The VIFs are different for models with categorical variables than for models with only quantitative predictors in MLR, even though we are still concerned with shared information across the predictors of all kinds. For categorical predictors, the \(J\) levels are combined to create a single measure for the predictor all together called the ** generalized VIF (GVIF)**. For GVIFs, interpretations are based on the GVIF measure to the power \(1/(2*(J-1))\). For quantitative predictors when GVIFS are present, \(J\) = 2, and the power simplifies to \(1/2\), which is our regular square-root scale for inflation of standard errors due to multicollinearity (so the GVIF is the VIF for quantitative predictors). For a \(J\)-level categorical predictor, the power is also \(1/2\) for \(J=2\) levels and increases for more levels. There are no rules of thumb for GVIFs for \(J>2\). In the following output, there are four levels, so \(J=4\). When raised to the requisite power, the GVIF interpretation for multi-category categorical predictors is

**the multiplicative increase in the SEs for the coefficients on all the indicator variables due to multicollinearity with other predictors**. In this model, the SE for the quantitative predictor

`du1`

is 1.009 times larger due to multicollinearity with other predictors and the SEs for the indicator variables for the four-level categorical `treatment`

predictor are 1.003 times larger due to multicollinearity, both compared to what they would have been with no shared information in the predictors in the model. Neither are large, so multicollinearity is not a problem in this model.`vif(head1)`

```
## GVIF Df GVIF^(1/(2*Df))
## du1 1.01786 1 1.008891
## treatment 1.01786 3 1.002955
```

While there are inferences available in the model output, the tests for the indicator variables are not too informative (at least to start) since they only compare each group to the baseline.

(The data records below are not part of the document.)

PR #7591, opened 2021-04-22
cmd/syncthing: Don't fail early on api setup error (fixes 7558)

imsodin:
Instead of immediately exiting when encountering an error setting up the API client, the error is stored and returned if the api client is used. That ensures that the error does not come up if no operation involving the API is happening (like just querying `--help`).

To do so I added an interface for the api client and an `errorAPIClient` type that returns the error from setup when on all of it's methods.

### DIFF
--- a/cmd/syncthing/cli/config.go
+++ b/cmd/syncthing/cli/config.go
@@ -46,13 +46,24 @@ func getConfigCommand(f *apiClientFactory) (cli.Command, error) {
 		HideHelp:    true,
 		Usage:       "Configuration modification command group",
 		Subcommands: commands,
+		Before:      h.configBefore,
 		After:       h.configAfter,
 	}, nil
 }
 
+func (h *configHandler) configBefore(c *cli.Context) error {
+	for _, arg := range c.Args() {
+		if arg == "--help" || arg == "-h" {
+			return nil
+		}
+	}
+	return h.err
+}
+
 func (h *configHandler) configAfter(c *cli.Context) error {
 	if h.err != nil {
-		return h.err
+		// Error was already returned in configBefore
+		return nil
 	}
 	if reflect.DeepEqual(h.cfg, h.original) {
 		return nil
--- a/cmd/syncthing/cli/config.go
+++ b/cmd/syncthing/cli/config.go
@@ -1,0 +1,76 @@
+// Copyright (C) 2021 The Syncthing Authors.
+//
+// This Source Code Form is subject to the terms of the Mozilla Public
+// License, v. 2.0. If a copy of the MPL was not distributed with this file,
+// You can obtain one at https://mozilla.org/MPL/2.0/.
+
+package cli
+
+import (
+	"encoding/json"
+	"fmt"
+	"reflect"
+
+	"github.com/AudriusButkevicius/recli"
+	"github.com/pkg/errors"
+	"github.com/syncthing/syncthing/lib/config"
+	"github.com/urfave/cli"
+)
+
+type configHandler struct {
+	original, cfg config.Configuration
+	client        APIClient
+	err           error
+}
+
+func getConfigCommand(f *apiClientFactory) (cli.Command, error) {
+	h := new(configHandler)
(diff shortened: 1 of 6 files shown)


AudriusButkevicius:
This is actually better than anything else I came up with.

I wonder if we could go a step further and generate a dummy config if looking up a proper one fails, to still wire the subcommands, so things like `cli config devices --help` still works etc, just returns some single garbage folder and single garbage device which works for help purposes, and then when it gets to handling the result of the command, just aborts because it knows it used a placeholder config.

As a side venture, you could also turn getClient into getClientFactory which the commands themselves call (which then constructs the client). I guess this doesn't help in any way as we retrieve the config for the purpose of generating commands of devices available to start with, so this will be called regardless even in case of --help.

Also, if we fail to call the API to get the config, we could try loading it from disk, so the CLI would still work, but instead of fiddling the api, it would fiddle the file on disk.

imsodin:
Nice ideas. I did all of that except for managing the config on disk when the api is down. Definitely doable (and useful), but I don't want to do it in this PR (just because I don't want to do it right now :) ).

It still shows the error when passing `--help`. I tried to check for the help flag in `afterConfig`, but `cli.Context.IsSet("help")` always returns false and I didn't manage to get that information in any way.

cmd/syncthing/cli/utils.go
```diff
@@ -51,7 +51,7 @@ func indexDumpOutput(url string) cli.ActionFunc {
 
 func saveToFile(url string) cli.ActionFunc {
 	return func(c *cli.Context) error {
-		client := c.App.Metadata["client"].(*APIClient)
+		client := c.App.Metadata["client"].(APIClient)
```
AudriusButkevicius, line 54: I think this is now never set, hence should fail?

AudriusButkevicius:
I think help might be a global flag, so you might need to check `GlobalIsSet`.

Also found the following in the code:
```
func checkCommandHelp(c *Context, name string) bool {
	if c.Bool("h") || c.Bool("help") {
		_ = ShowCommandHelp(c, name)
		return true
	}

	return false
}

func checkSubcommandHelp(c *Context) bool {
	if c.Bool("h") || c.Bool("help") {
		_ = ShowSubcommandHelp(c)
		return true
	}

	return false
}
```

imsodin:
I tried all of that (also with `cli.HelpFlag.Name()`) - I don't have any interest in debugging why it doesn't work. I had a quick look at the code and it's convoluted - printing the error together with the help doesn't seem that bad to me.

cmd/syncthing/cli/config.go
```diff
@@ -0,0 +1,76 @@
...
+	}, nil
+}
+
+func (h *configHandler) configAfter(c *cli.Context) error {
+	if h.err != nil {
+		return h.err
+	}
+	if reflect.DeepEqual(h.cfg, h.original) {
+		return nil
+	}
```
AudriusButkevicius, line 59: If you moved this above the h.err check, --help should not modify the config, in which case we'd end up not returning the error.

AudriusButkevicius: You need a util.FillNil on the default config it seems, but other than that, seems to work for me.

You can check for "--help" in ctx.Args() apparently, but I feel the DeepEquals early termination is probably less hacky.

imsodin: That's not ok because it means we don't return the error on an actual (read) operation, but just the default value and success.

AudriusButkevicius: In that case you don't even want to run the command at all.

How about adding a Before handler, if it doesn't have `--help` or `-h` in args, and error is set, just abort the command all together.

And then remove the error check in the After command.

AudriusButkevicius (approved):

cmd/syncthing/cli/config.go
imsodin: Just came to the same conclusion after posting my last comment. However I kept the error check, because `After` is called regardless of whether `Before` returned a non-nil error or not.

Issue #7379, opened 2021-02-18
"Warning, this path is a subdirectory of an existing folder" does not appear when editing only folder label


tomasz1986:
1. Share a new folder between devices A and B.
2. On Device B, try to add the folder under the same path as one of the existing folders.

3. Set the path by editing only the folder label. No warning appears.

   ![1](https://user-images.githubusercontent.com/5626656/108396906-bc7f1400-725a-11eb-947d-4b2107d25de8.png)

4. Set the path by editing the folder path directly. The warning shows up.

   ![2](https://user-images.githubusercontent.com/5626656/108396967-cc96f380-725a-11eb-90e2-e4cee5e259d3.png)

**Edit**: The same is likely true for all the other similar warnings.

PR #7595, opened 2021-04-23
gui: Handle empty path in validation (ref #7379)

imsodin:
The validation now can also kick in when the path is empty, which produced a JS error.


imsodin:
This needs to go into the final v1.16.0 RC tomorrow, as it's an issue that didn't previously exist (introduced in #7379).

calmh (approved):

calmh:
Noted on the RC

PR #7596, opened 2021-04-23
lib/model: Handle invalid needed items on send-only (ref #7476)

imsodin:
I noticed a weird failure event on sentry: `got deleted file that doesn't exist locally as needed when pulling on send-only`
https://sentry.syncthing.net/syncthing/syncthing/issues/10537/?environment=Stable&referrer=alert_email
Its informational only - the condition is not acted upon (the item is just ignored). It will lead to incorrect remote out-of-sync status for the affected device on other devices.

Most likely the cause is #7476, where now invalid files are considered needed. In that PR I only handled that case in send-receive folders, and forgot about the send-only folder having its own `pull` method.

I also took the opportunity to use `fileInfoBatch` instead of the "legacy manual way" (no behaviour change).

### DIFF
--- a/lib/model/folder_sendonly.go
+++ b/lib/model/folder_sendonly.go
@@ -37,8 +37,10 @@ func (f *sendOnlyFolder) PullErrors() []FileError {
 
 // pull checks need for files that only differ by metadata (no changes on disk)
 func (f *sendOnlyFolder) pull() (bool, error) {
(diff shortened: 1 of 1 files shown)


imsodin:
I'd like for this to go into the final v1.16.0 RC, as it relates to remote out-of-sync status (aka fixes a cause) and that's basically the main (and almost only) kind of issue we are debugging at the moment in support topics.

calmh (approved):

In Section 8.12, we see how to use ANOVA *F*-tests to help us ask general questions about including a categorical predictor in the model. But we can compare adjusted *R*^{2} values with and without *Treatment* to see if including the categorical variable was “worth it”:

`head1R <- lm(du2 ~ du1, data = Headache)`

`summary(head1R)`

```
##
## Call:
## lm(formula = du2 ~ du1, data = Headache)
##
## Residuals:
## Min 1Q Median 3Q Max
## -6.9887 -0.8820 -0.2765 1.1529 10.4165
##
## Coefficients:
## Estimate Std. Error t value Pr(>|t|)
## (Intercept) 0.84744 0.36045 2.351 0.0208
## du1 0.85142 0.05189 16.408 <2e-16
##
## Residual standard error: 2.165 on 96 degrees of freedom
## Multiple R-squared: 0.7371, Adjusted R-squared: 0.7344
## F-statistic: 269.2 on 1 and 96 DF, p-value: < 2.2e-16
```

The adjusted *R*^{2} in the model with both *Treatment* and *du1* is 0.7404 and the adjusted *R*^{2} for this reduced model with just *du1* is 0.7344, suggesting the *Treatment* is useful. The next section provides a technique to be able to work with different slopes on the quantitative predictor for each group. Comparing those results to the results for the additive model allows assessment of the assumption in this section that all the groups had the same slope coefficient for the quantitative variable.